Anfield'da nefesler tutuldu, kalpler son saniyeye kadar deli gibi attı. Premier Lig'in bu haftaki en çılgın maçlarından biri, adeta bir Hollywood filminin final sahnesi gibi bitti. Liverpool, zorlu rakip Burnley'yi neredeyse beraberliğe mahkum edecekken, 94. dakikada patlayan bir golle tüm hesapları altüst etti.

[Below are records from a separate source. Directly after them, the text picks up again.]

PR #3098, opened 2023-06-23
chore: Upgrade kubernetes setup to v3.9.0

rnishtala-sumo:
Upgrade kubernetes setup to v3.9.0

### Checklist

- [x] Documentation updated


tests/helm/testdata/goldenfile/setup/setup/basic.output.yaml
```diff
@@ -33,7 +33,7 @@ spec:
             defaultMode: 0777
       containers:
         - name: setup
-          image: public.ecr.aws/sumologic/kubernetes-setup:3.8.0
+          image: public.ecr.aws/sumologic/kubernetes-setup:%CURRENT_CHART_VERSION%
```
astencel-sumo, line 36: I think it's only a conincidence that the current setup image version `3.9.0` is equal to current chart version `3.9.0`, right? Which means we should still use hardcoded value `3.9.0` here instead of the current chart version replacement string.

Maçın ilk yarısı... Aslında hiç de tahmin edildiği gibi geçmedi. Burnley, ezeli rakip karşısında asla pes etmeyen bir tavırla sahaya çıktı. Liverpool'un baskısı ise ilk 45 dakikada bir türlü istenilen verimi getiremedi. Sanki topa her vuruşta bir terslik, bir aksilik vardı. Taraftarların endişeli bakışları tribünlerde dolaşıyordu.
İkinci yarı ise tam bir rollercoaster'dı. Liverpool öne geçti, Burnley hemen dengeledi. Sonra yine Liverpool farkı yakaladı, Burnley yine pes etmedi ve skora eşitliği getirdi. 2-2'lik skorla dakikalar eriyip giderken, herkes bir puana razı olmuştu. Ama kimse Diogo Jota'ya sormamıştı!
Dakikalar 94'ü gösterdiğinde, top ceza sahasında bir an için boğuşma halindeydi. Sonra bir ayak... Bir vuruş... Ve top ağlarla buluştu! Sessizlik... Ve ardından kopan bir uğultu! Anfield adeta yıkılıyordu. Jota, takımını muhteşem bir galibiyete taşımış, Burnley'e adeta son saniye tokadını atmıştı.
Bu gol, sadece bir galibiyet golü değil, aynı zamanda bir ligde şampiyonluk yarışında atılmış altın değerinde bir goldü. Liverpool taraftarı için unutulmaz anlardan biri daha yaşanmıştı. Burnley ise adeta yıkıldı. Futbol bazen işte böyle acımasız olabiliyor.
Maç sonunda teknik adamların yorumları ise oldukça netti. Liverpool tarafı zaferin haklı gururunu yaşarken, Burnley kampı ise haksız bir yenilginin burukluğunu taşıyordu. Premier Lig'in ne kadar çetin bir lig olduğunu bir kez daha herkese gösteren bir maçtı bu. Ve kimse son saniyeye kadar asla bir şeyin garantisi olmadığını bir kez daha anladı.